If external adversary would like to use the background knowledge to build attack dictionary to attack on the user, then this dictionary will be very large to make the dictionary profiling. This is due to the attribute could be the user’s personal information including profession, interest, favorite song, etc. So in most cases, it is very difficult for the external adversary trying to get the user’s attribute information to get through the brute force.

In our protocol, all the delivered important information will be processed by a hash function H() to get a hash value, this value is also included in the message, when users get the message, they can check if the information is modified or not by comparing the hash value. Furthermore, we assume that an attacker intercepts information through an insecure channel. However, because we use asymmetric encryption algorithm, the external attacker does not know the user’s private key, so he has no way to recover the information.
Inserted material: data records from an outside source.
PR #3263, opened 2021-03-05
Make unknownTypes externally accessible

ii-ii-ii:
Hi, I'm working on something like a blockchain browser. I will encounter a lot of types of problems when parsing blocks. I think it would help a lot to debug if I could get unknownTypes. It's like getting knownTypes. 

I know unknownTypes will have logs printed, but we shouldn't depend on logs.

### DIFF
--- a/packages/types/src/create/registry.ts
+++ b/packages/types/src/create/registry.ts
@@ -193,8 +193,8 @@ export class TypeRegistry implements Registry {
     return this.#knownTypes;
   }
 
-  public get unknownTypes (): Map<string, boolean> {
-    return this.#unknownTypes;
+  public get unknownTypes (): string[] {
+    return [...this.#unknownTypes.keys()];
   }
 
   public get signedExtensions (): string[] {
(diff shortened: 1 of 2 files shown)


jacogr (commented):
Happy with this generally. 

We just need to add this to the Registry interface as well, ie. when publicly accessible, it should be on the interface.

packages/types/src/create/registry.ts
```diff
@@ -193,6 +193,10 @@ export class TypeRegistry implements Registry {
     return this.#knownTypes;
   }
 
+  public get unknownTypes (): Map<string, boolean> {
+    return this.#unknownTypes;
```
jacogr, line 197: Think it will make more sense not as Map. It really is an internal representation.

```suggestion
  public get unknownTypes (): string[] {
    return [...this.#unknownTypes.keys()];
```

With the relevant change in the interface as well. The TypeRegistry is bound to change, so really don't want the internal structures to bleed through interface use since that yields breaking changes.

packages/types/src/types/registry.ts
```diff
@@ -98,6 +98,7 @@ export interface Registry {
   readonly chainSS58: number | undefined;
   readonly chainTokens: string[];
   readonly knownTypes: RegisteredTypes;
+  readonly unknownTypes: Map<string, boolean>;
```
jacogr, line 101:
```suggestion
  readonly unknownTypes: string[];
```

As above.

jacogr (approved):
Thank you.

PR #3266, opened 2021-03-05
add missing types for election provider

kianenigma:
https://knowyourmeme.com/memes/but-its-honest-work


kianenigma:
Seems like some scripts (in `typegen`) need to be executed to take my types and generate ts from it. Not sure if that will happen in CI or I should do it.

jacogr:
CI will generate the typescript interfaces and commit them. 

For "Phase", it is a conflicting type name. So in this case it would need an alias, see e.g. https://github.com/polkadot-js/api/blob/master/packages/types-known/src/modules.ts#L61

So something like `Phase: 'ElectionPhase'` in the above location and then inside the definitions as added all occurences renamed from `Phase` to `ElectionPhase`.

jacogr:
Thank you. (Which is basically just a copy from the added phase with the correct alias - will give credit here credit is due in the CHANGELOG)

Replaced by #3280

PR #3347, opened 2021-03-22
Abi constructor takes different parameters

vminkov:
The Abi constructor used to take the registry as a parameter, now it takes registry.getChainProperties() and this change introduced hard to debug behaviour. 

Fixed the README example


jacogr (approved):
Thank you.

Issue #3392, opened 2021-04-13
When the rpc cannot connect, the program will crash.


ntduan:
In nodejs 15, if an UnhandledPromiseRejection exception is thrown, the program will crash.

My Code: 
```javascript
import { ApiPromise, WsProvider } from "@polkadot/api";

new ApiPromise({
  provider: new WsProvider("ws://127.0.0.1:8888"),
});
```

Result: 
```javascript
2021-04-13 17:11:16          API-WS: disconnected from ws://127.0.0.1:8888: 1006:: connection failed
node:internal/process/promises:245
          triggerUncaughtException(err, true /* fromPromise */);
          ^

[UnhandledPromiseRejection: This error originated either by throwing inside of an async function without a catch block, or by rejecting a promise which was not handled with .catch(). The promise rejected with the reason "#<_Event>".] {
  code: 'ERR_UNHANDLED_REJECTION'
}
```
It looks like this is an internal promise reject that is not being caught. I think there should be a way for the user to catch the error. This will prevent the program from crashing.

mario-purestake:
I was experiencing the same when connecting to the Amber Tesnet because the endpoint seemed to be down and the polkadot API was stuck after trying to init the api instance. Now that it's resolved, I tested on localhost with the node not running and I got the same result.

Hence, our protocol can resist external attackers.

5 Performance Evaluation

In this section, we evaluate the performance of the proposed protocol in terms of computation complexity and communication overhead in the mobile social networks. At the same time, we compare our protocol’s privacy preserving degree.
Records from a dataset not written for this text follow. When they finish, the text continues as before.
PR #3492, opened 2021-05-05
parachains: update HostConfiguration type

andresilva:
https://github.com/paritytech/polkadot/blob/master/runtime/parachains/src/configuration.rs#L37-L175


jacogr (approved):
Thank you.

PR #3511, opened 2021-05-10
Backward compatibility thing

KarishmaBothara:
Support querying historic block where system runtime module exist, however account does not exist in it...


jacogr (approved):
Thank you.

PR #3568, opened 2021-05-25
Changed `FundInfo` definition

arjanz:
Changed `firstSlot` and `lastSlot` to `firstPeriod` and `lastPeriod`, reference:  [Polkadot definition source](https://github.com/paritytech/polkadot/blob/master/runtime/common/src/crowdloan.rs#L141)


jacogr (approved):
Thank you.

PR #3625, opened 2021-06-07
Add Kusama 9040 upgrade block

jacogr:


ntduan:
Does this pr have a big impact?  We are using v4.12.1 now.  We are preparing kusama crowdloan.  If there is no updated version, will it cause type parsing errors?

jacogr:
No, there are no type differences between 9030 and 9040. (This is more an accounting entry, with no types impact)

PR #5665, opened 2023-06-01
Cleanup internal `decorateMethod` typings

jacogr:


jacogr:
This is (sadly) way behind at this point, rather use as a base and re-apply as needed.

PR #5686, opened 2023-07-06
Add isEthereum to ChainProperties

fgamundi:
Giving the growing number of Ethereum based substrate chains, the Tanssi team is [proposing to add](https://github.com/moondance-labs/tanssi/pull/110) `isEthereum` to the chain properties so apps (such as polkadotjs-apps) can easily distinguish if the chain they're connecting to is Ethereum-based or not without having to maintain and update a manual list.


jacogr:
This gets us half-way and it a great start. 

With the chain properties, we have to ensure it is correctly decorated on the registry as well (so users can just use `registry.chainProperties()` instead of via RPC, you no doubt saw that apps doesn't replicate all the logic again). 

This part is done in the registry (where it also combines existing on-chain constants - always taking precedence, hence not applying that in eg. apps), you can find it here -

https://github.com/polkadot-js/api/blob/47df39e02d81dd088bf762ed7a3a62c37a91e5f0/packages/types/src/create/registry.ts#L154-L167

And here is where it is called/used -

https://github.com/polkadot-js/api/blob/47df39e02d81dd088bf762ed7a3a62c37a91e5f0/packages/types/src/create/registry.ts#L611-L614

fgamundi:
Hi @jacogr. Thanks for the review and explanation! I've updated the registry to set `isEthereum`

girazoki:
@jacogr any news on this side? it would be important for us as we will start having chains that need addresses being represented in ethereum format

jacogr (commented):
Why are we using `Option<Bool>` instead of just `Bool`?

I looked through and cannot see specific benefit.

With `Option<Bool>`:

- if not specified it is `isNone` (which is equivalent to `false`)
- if specified, it returns `isTrue` or `isFalse`

With `Bool`:

- If not specified, it is `isFalse`
- if specified, it is either `isTrue` or `isFalse`

The benefit of using `Bool` is that we don't need to go through unwrapping magic on use, i.e. it is a straight flag check.

EDIT: It would also be useful to add a getter (like the other `chain*` retrievals) to the registry for `chainIsEthereum(): boolean` (This makes downstream usage aq walk in the park)

jacogr (approved):
Thank you.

Table 2. Comparison of related work

We make an analysis about the complexity of our protocol and some existing work in this section. The offline, online computation cost as well as the communication overhead are used to measure the complexity of our protocol. The number of the multiplication and exponentiation operations is used to evaluate the computation cost, since these operations are always resource-consuming in mobile devices. The communication overhead is evaluated by counting the transferred and received bits.

In our paper exp1 means 1024-bit exponentiation operation, exp2 means 2048-bit exponentiation operation, add indicates modular addition, and mul1, mul2 represent 1024-bit and 2048-bit multiplication operation, respectively. We assume that each user in our protocol has n interests and the highest corresponding weight value is l. From Table 2, we can learn that our protocol decreases computation and communication costs significantly, especially the online computation cost which has a direct impact on system performance.

6 Conclusion

In this paper, we have proposed a multi-hop profile matching protocol for privacy preserving in mobile social networks. By computation of profile similarity, users can find out potential friends with similar interests, skills, age, location, etc., through a privacy preserving way. Our protocol uses confusion matrix technology, dot product, weight of interest level to get the similarity value, in which the weights and threshold are both chosen by users themselves. Detailed security analysis shows that the privacy of both names and values of users’ profile items is well protected by our protocol.